▶ **RAW DATA**

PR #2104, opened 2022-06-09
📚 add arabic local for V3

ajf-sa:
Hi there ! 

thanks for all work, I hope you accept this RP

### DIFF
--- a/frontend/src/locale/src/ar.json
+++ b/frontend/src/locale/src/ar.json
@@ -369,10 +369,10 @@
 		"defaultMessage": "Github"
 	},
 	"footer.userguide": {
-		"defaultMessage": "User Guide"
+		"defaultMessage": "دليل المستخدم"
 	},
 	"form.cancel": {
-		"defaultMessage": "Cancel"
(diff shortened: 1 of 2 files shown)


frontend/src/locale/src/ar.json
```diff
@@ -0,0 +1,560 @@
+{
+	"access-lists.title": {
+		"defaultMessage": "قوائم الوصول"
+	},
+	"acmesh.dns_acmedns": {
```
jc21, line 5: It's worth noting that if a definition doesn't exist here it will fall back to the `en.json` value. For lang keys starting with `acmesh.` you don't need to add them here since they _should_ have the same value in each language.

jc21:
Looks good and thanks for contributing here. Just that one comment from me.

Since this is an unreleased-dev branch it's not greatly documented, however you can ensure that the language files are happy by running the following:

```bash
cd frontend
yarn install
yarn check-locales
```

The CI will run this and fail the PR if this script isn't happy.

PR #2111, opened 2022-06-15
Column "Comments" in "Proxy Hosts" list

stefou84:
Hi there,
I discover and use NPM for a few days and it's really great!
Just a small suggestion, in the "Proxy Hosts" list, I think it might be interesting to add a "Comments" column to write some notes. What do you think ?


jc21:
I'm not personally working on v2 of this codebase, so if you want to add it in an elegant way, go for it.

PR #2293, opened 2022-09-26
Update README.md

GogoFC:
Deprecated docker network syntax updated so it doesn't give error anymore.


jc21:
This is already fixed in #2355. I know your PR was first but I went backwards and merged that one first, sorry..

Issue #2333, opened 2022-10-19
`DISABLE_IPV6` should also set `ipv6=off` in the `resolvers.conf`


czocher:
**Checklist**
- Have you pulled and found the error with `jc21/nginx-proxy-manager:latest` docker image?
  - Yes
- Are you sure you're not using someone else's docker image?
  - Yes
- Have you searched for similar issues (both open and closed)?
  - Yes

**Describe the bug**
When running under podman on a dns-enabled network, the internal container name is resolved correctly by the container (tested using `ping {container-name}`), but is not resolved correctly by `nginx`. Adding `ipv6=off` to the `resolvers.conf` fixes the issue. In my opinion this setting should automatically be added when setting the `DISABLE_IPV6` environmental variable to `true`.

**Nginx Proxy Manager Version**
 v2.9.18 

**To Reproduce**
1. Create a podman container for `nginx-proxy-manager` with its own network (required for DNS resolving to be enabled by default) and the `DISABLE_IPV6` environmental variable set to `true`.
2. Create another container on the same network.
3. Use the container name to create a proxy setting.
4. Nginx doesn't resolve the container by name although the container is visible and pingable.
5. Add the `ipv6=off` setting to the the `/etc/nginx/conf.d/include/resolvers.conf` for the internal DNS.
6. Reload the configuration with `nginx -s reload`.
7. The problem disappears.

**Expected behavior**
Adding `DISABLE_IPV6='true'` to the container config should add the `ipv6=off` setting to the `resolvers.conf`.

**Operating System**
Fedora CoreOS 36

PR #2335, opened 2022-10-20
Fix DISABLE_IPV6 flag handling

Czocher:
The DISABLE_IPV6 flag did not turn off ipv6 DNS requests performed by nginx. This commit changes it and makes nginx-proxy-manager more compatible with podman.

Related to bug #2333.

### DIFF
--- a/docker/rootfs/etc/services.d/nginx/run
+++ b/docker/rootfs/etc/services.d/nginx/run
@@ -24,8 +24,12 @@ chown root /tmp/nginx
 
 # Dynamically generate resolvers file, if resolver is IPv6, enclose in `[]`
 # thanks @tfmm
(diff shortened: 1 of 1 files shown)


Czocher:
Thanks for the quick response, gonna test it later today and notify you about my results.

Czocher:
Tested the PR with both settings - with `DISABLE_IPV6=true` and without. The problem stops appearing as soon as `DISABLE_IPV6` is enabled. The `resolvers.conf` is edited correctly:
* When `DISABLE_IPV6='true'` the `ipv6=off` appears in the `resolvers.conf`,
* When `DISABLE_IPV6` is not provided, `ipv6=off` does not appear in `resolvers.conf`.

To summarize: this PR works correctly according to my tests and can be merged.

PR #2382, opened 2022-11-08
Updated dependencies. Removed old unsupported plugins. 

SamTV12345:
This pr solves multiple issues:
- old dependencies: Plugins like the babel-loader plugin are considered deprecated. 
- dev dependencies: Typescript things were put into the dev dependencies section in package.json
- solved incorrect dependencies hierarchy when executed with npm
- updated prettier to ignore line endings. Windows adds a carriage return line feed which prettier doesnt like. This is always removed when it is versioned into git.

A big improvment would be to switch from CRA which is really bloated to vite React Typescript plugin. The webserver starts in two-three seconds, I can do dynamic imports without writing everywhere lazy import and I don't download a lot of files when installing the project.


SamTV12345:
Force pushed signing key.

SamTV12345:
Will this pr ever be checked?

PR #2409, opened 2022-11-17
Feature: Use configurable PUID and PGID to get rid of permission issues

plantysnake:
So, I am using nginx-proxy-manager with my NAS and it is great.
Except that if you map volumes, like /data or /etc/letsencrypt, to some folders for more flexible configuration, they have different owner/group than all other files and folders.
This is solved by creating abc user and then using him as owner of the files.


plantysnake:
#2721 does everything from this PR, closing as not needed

--

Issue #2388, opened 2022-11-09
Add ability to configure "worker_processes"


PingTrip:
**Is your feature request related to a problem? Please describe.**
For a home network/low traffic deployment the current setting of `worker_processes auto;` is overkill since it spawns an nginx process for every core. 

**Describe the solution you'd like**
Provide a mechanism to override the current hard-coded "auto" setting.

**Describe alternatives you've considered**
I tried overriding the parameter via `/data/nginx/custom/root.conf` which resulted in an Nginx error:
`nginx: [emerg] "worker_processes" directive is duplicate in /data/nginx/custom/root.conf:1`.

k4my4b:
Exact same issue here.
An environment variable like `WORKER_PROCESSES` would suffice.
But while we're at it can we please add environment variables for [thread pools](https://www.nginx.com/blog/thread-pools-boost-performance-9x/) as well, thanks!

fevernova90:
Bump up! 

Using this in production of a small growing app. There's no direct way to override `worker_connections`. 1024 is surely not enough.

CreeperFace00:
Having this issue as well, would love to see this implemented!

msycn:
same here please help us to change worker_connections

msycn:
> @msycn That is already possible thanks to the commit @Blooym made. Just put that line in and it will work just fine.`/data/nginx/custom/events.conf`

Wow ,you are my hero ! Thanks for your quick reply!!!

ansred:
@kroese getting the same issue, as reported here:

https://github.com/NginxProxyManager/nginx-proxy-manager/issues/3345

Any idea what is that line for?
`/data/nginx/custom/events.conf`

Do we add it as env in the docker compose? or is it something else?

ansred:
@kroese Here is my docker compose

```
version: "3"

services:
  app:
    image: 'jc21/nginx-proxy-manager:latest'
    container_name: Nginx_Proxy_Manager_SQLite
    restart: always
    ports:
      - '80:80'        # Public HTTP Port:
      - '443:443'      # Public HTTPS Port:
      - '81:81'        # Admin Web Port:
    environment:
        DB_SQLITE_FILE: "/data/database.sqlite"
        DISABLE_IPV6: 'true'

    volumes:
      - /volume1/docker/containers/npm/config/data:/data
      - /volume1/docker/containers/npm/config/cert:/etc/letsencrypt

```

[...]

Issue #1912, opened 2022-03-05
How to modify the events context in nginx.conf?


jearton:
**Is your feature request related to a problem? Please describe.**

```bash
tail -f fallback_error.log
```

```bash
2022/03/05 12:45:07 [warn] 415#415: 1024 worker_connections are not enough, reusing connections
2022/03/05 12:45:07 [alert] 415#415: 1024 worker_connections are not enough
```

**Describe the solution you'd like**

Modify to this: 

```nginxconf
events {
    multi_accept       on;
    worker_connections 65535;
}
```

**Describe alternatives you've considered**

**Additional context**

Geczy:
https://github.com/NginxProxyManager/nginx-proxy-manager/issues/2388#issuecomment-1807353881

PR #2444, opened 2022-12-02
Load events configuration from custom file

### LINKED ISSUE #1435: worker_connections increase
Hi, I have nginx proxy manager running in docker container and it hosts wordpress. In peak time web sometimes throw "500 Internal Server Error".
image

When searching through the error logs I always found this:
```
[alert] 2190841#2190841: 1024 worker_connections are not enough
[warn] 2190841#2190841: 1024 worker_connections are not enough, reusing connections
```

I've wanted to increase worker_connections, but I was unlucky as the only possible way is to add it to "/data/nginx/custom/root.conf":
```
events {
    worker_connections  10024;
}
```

---

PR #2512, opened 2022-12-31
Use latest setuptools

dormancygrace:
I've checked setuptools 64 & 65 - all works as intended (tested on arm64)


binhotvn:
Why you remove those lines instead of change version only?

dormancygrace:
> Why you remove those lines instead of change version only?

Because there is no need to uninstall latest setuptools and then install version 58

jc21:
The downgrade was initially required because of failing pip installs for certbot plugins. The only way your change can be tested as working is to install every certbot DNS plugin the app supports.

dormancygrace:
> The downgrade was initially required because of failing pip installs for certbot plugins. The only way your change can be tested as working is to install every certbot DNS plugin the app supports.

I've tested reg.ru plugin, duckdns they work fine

▶ **TO DO**
Search the data above for the string "latest" and copy each line that has it.

▶ **EXPECTED OUTPUT**
- Have you pulled and found the error with `jc21/nginx-proxy-manager:latest` docker image?
    image: 'jc21/nginx-proxy-manager:latest'
Use latest setuptools
Because there is no need to uninstall latest setuptools and then install version 58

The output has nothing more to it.